President Hollande has begun to address France’s widening wealth gap by limiting executive pay at state-controlled companies to 20 times that of the lowest paid worker, putting the hurt on CEOs in a big way. Henri Proglio, CEO of Électricité de France, could see his annual salary cut by 68 percent – from $1.9 million to $621,000 – in order to comply with the 20 to 1 ratio. Areva president Luc Oursel may see his salary halved and Jean-Paul Bailly, head of the postal service, could be out 41 percent of his pay.
In the land of fire and ice, Icelanders overcame a major economic crisis that tanked the stock market by 90 percent and increased unemployment nine-fold with a “peoples’ bailout” that included debt writeoffs and mortgage subsidies. Iceland took IMF money (which they’ve already repaid), but wisely refused structural adjustment. And it prosecuted bankers at the center of the crisis, some of whom are now doing jail time. Perhaps most telling, the country’s leadership engaged the public in a rewriting of the country’s constitution, setting the foundation for a radical grassroots system of direct democracy.
The U.S responded to its homegrown crisis with Dodd-Frank, which encourages shareholder input, or “say-on-pay,” for CEO salaries and requires companies to disclose pay ratios between their highest and median pay-level employees. Citigroup’s Vikram Pandit got a rude awakening last year when shareholders rejected his $15 million compensation package. Despite a two-year lapse since the bill passed, however, the pay-gap provision has yet to be implemented, in an obvious buckle by the SEC under the pressure of the corporate lobby.

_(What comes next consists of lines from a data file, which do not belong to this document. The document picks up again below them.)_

PR #2468, opened 2023-05-11
Making sure account number is not saved in database when sending to Stripe Checkout

dparker1005:
### All Submissions:

When PMPro sends a user to Stripe Checkout to pay, it saves all $_REQUEST variables so that it can process the checkout when the payment is complete. Normally, credit card fields are not shown when Stripe Checkout enabled, but there are cases when they could be. For example, if multiple gateways are being used and some of them have credit card fields.

This PR ensures that the AccountNumber value in $_REQUEST is never saved to the database.

Resolves XXX.
### Other information:

### Changelog entry

### DIFF
--- a/classes/gateways/class.pmprogateway_stripe.php
+++ b/classes/gateways/class.pmprogateway_stripe.php
@@ -1650,10 +1650,22 @@ class PMProGateway_stripe extends PMProGateway {
 		// Save some checkout information in the order so that we can access it when the payment is complete.
 		// Save the request variables.
 		$request_vars = $_REQUEST;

Strengthening our say-on-pay legislation and holding federal regulators accountable are crucial for narrowing the income gap. But they’re also vital to the health of our democracy. The Supreme Court Citizens United v. FEC decision removed limits to corporate spending on federal campaigns, further narrowing the ability of everyday people to have a say in their government. But it also created a loophole. As it stands, shareholders do not have a legal say-on-pay with regard to campaign contributions, and thus may be unwittingly supporting political platforms they actually oppose.
Reining in CEO pay is not about killing incentives or punishing success, as free market ideologues contend. It is simply a matter of value. A more equitable arrangement acknowledges the value that hardworking people bring to our economic institutions and the social wealth of our country. And it exposes the outrageous over-valuation of investment bankers and corporate execs—inventors of financial products and management techniques with questionable social value. Certainly subprime loans and derivatives are not 200 to 300 times the worth of what our teachers, engineers, nurses, and librarians contribute to the health and well-being of our society.
The American people agree. Polls show that over 70 percent of voters favor restrictions on executive pay, including self-identified conservatives. An end to “fat cat” entitlements and realignment of incomes may not solve all of our social and political woes, but it would improve the lives of a great many working people, sending a strong message that no one is above the law and no corporation too big to fail.